13 December 2017

A slice of Irish fudge is just what Brexit needs

By Owen Polley

It really shouldn’t surprise anyone that the DUP played such a central role in delaying a deal on phase one of the Brexit negotiations last week by insisting on changes to the text.

The routine of prolonging talks, crashing deadlines and, eventually, agreeing a form of words that avoids solving your trickiest problems, is how politics works in Northern Ireland. And the section of the “joint report” that tackles the border is a classic product of the type of talks in which Northern Ireland’s parties specialise.

It’s a triumph of slippery draftsmanship that allows the UK, the Republic of Ireland and the EU’s negotiating team to each claim that they’ve made progress on realising their Brexit objectives.

Already, we’ve seen evidence that the main players interpret the document very differently.
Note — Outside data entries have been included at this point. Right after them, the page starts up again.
PR #242, opened 2023-08-30
Remove rlp watcher for gateway rlps

eguzki:
This even mapper for RLP's targeting a gateway is no longer necessary. When a RLP targeting a Gateway is updated, all rate limit required resources are updated correcly


guicassolato:
What about when the Gateway is modified (e.g. new listener added)?

eguzki:
That change will be picked by [this watcher](https://github.com/Kuadrant/kuadrant-operator/blob/main/controllers/ratelimitpolicy_controller.go#L252-L255)

guicassolato (approved):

The Irish prime minister, Leo Varadkar, believes he has secured a binding guarantee that Britain will ensure “regulatory alignment” between Northern Ireland and the Republic. The Brexit Secretary, David Davis, claims that the agreement is simply a “statement of intent” and the British government emphasises the agreed principle that “nothing is agreed until everything is agreed”.

Some Remainers and Irish commentators argue that the deal will inevitably tie the UK as a whole to single market and customs union rules, in other words delivering a soft Brexit. Some doubt has been thrown om this conclusion by the Commission’s chief negotiator, Michel Barnier, who said that, in his understanding, “alignment” is likely to apply only on the island of Ireland.

In order to reassure Dublin that Brexit will not result in a hard border, the UK has taken on a sequence of three-tiered commitments. In the first instance, Britain hopes that a trade deal can be struck that avoids the need for customs checks and other infrastructure, but if this isn’t possible the government must then propose “agreed solutions” for the border.

Paragraph 49 of the text determines that if neither a trade deal nor “agreed solutions” are forthcoming, the UK will maintain “full alignment” with EU rules, where “North-South cooperation”, “the all-island economy” or the Good Friday Agreement might be affected. This formulation is designed to satisfy both the Irish government’s demand for a soft border and the DUP’s red-line that Northern Ireland should not be treated differently to the rest of the UK.

This appears to be a broader commitment than the document reportedly contained in its earlier drafts. Previously, “alignment” appeared to apply only across a limited number of areas specified by the Good Friday accord. There was a focus on specialist sectors like agriculture and energy, for which cross-border arrangements are particularly difficult to untangle. Though it could be argued that any form of trade affects the “all-island economy”.

Whether or not the document is binding legally, there will clearly be serious moral and political pressure to stick to its clearer principles, particularly when it comes to the Irish border. If it restricts the UK’s freedom of action in the negotiations to come, the implications for the type of Brexit we eventually see could be far-reaching.

The report demonstrates a degree of pragmatism and a determination from both the EU and the UK to reach a deal. That bodes well for trade talks. However, some of its content could be seen as an incentive for Brussels or the Irish government to show intransigence in the next stage of negotiations.

If the UK has agreed that it will default to a softer form of Brexit, remaining closely linked to the single market and the customs union, why would the EU go out of its way to accommodate British desires for a unique arrangement? Where would that put the Brexit Secretary’s ambitions to craft a different, looser deal, based on an enhanced version of Canada’s free trade agreement?

In Ireland, the Dublin government’s nationalist impulse is that Northern Ireland cannot be allowed to just leave the EU with the rest of the UK. There’s always been a strong lobby, even among unionists, that believes the best way to keep a cordial relationship with the Irish is to accept that Britain must maintain something close to the status quo. Indeed, the government has bought into the logic of that argument by offering an open-ended promise that a hard border won’t happen, rather than simply stating that it isn’t desirable.

For Remainers, and even for some less ideological Brexiters, the idea that the UK may find itself compelled to have a closer relationship with the EU has undoubted appeal. The best arguments to stay in the Union always focused on the potential difficulties, complications and disruptions of leaving, rather than the merits of its institutions or its wider political mission.

Perhaps the simplest means of making these problems go away is to be nudged and cajoled gradually into remaining closely aligned with Brussels’ market and its rules.

More bullish proponents of an unfettered, free-trading Global Britain won’t be persuaded that Brexit should be allowed to evolve like this into something more consensual. They’ll be deeply angry if a slice of Irish fudge restricts the UK’s ability to determine its future relationship with the EU, in phase two of the negotiations.

Owen Polley is a writer, commentator, consultant, and the co-author ‘An Agenda for Northern Ireland After Brexit‘.